### [YOUR TASK]
Show every line from the data below that includes "null".
[PROVIDED DATA — start]
PR #650, opened 2024-04-21
feat(clear-indexer): adds cli argument for clearing indexer stats

zakkarry:
this clears all values in the indexer table relevant to enabling the indexer.

i don't think we should advertise this command in docs, but i think it would benefit support when a user doesn't have to clear their entire db to get around a rate limiting from torznab that would otherwise last 24hours but was really only necessary to back-off for an hour.

has happened enough times that i wish it was available for support.

### DIFF
--- a/src/cmd.ts
+++ b/src/cmd.ts
@@ -301,6 +301,14 @@ program
 	.command("clear-indexer-failures")
 	.description("Clear the cached details of indexers (failures and caps)")
 	.action(async () => {
+		console.log(
+			"\nIf you've received a '429' (rate-limiting), continuing to hammer",
+			"your indexers may result in negative consequences.",
+		);
+		console.log(
+			"If you have to do this more than once in a short",
+			"period of time, you have bigger issue that need to be addressed.",
+		);
 		await db("indexer").update({
 			active: true,
 			status: null,
--- a/src/cmd.ts
+++ b/src/cmd.ts
@@ -297,7 +297,20 @@ program
 		});
 		await db.destroy();
 	});
-
+program
+	.command("clear-indexer-failures")
+	.description("Clear the cached details of indexers (failures and caps)")
+	.action(async () => {
+		await db("indexer").update({
+			active: true,
+			status: null,
+			retry_after: null,
+			search_cap: null,
+			tv_search_cap: null,
+			movie_search_cap: null,
+		});
+		await db.destroy();
+	});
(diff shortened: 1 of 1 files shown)


src/cmd.ts
```diff
@@ -297,7 +297,25 @@ program
...
 		await db.destroy();
 	});
-
+program
+	.command("clear-indexer-failures")
+	.description("Clear the cached details of indexers (failures and caps)")
+	.action(async () => {
+		console.log(
+			"\nIf you've received a '429' (rate-limiting), continuing to hammer",
+			"your indexers may result in negative consequences.",
```
mmgoodnow, line 306:
```suggestion
			"If you've received a '429' (rate-limiting), continuing to hammer",
			"your indexers may result in negative consequences.",
```

src/cmd.ts
```diff
@@ -297,7 +297,25 @@ program
...
+		);
+		console.log(
+			"If you have to do this more than once in a short",
+			"period of time, you have bigger issue that need to be addressed.",
+		);
+		await db("indexer").update({
+			active: true,
```
mmgoodnow, line 313: should we really set active to true? we don't do it in line 291

zakkarry: oh, now that you mention it i guess removed trackers would become active then.....

ill fix this.

src/cmd.ts
zakkarry: It appears like on the very next line and i wanted it to stand out more so I added the \n

not a big deal though.

src/cmd.ts
```diff
@@ -297,7 +297,24 @@ program
...
+	.command("clear-indexer-failures")
+	.description("Clear the cached details of indexers (failures and caps)")
+	.action(async () => {
+		console.log(
+			"If you've received a '429' (rate-limiting), continuing to hammer",
+			"your indexers may result in negative consequences.",
+		);
+		console.log(
+			"If you have to do this more than once in a short",
+			"period of time, you have bigger issue that need to be addressed.",
```
mmgoodnow, line 310:
```suggestion
			"period of time, you have bigger issues that need to be addressed.",
```

mmgoodnow (approved):

src/cmd.ts
zakkarry: lol oops, eagle eye 👁️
[PROVIDED DATA — finish]
### [YOUR RESPONSE]
 			status: null,
+			status: null,
+			retry_after: null,
+			search_cap: null,
+			tv_search_cap: null,
+			movie_search_cap: null,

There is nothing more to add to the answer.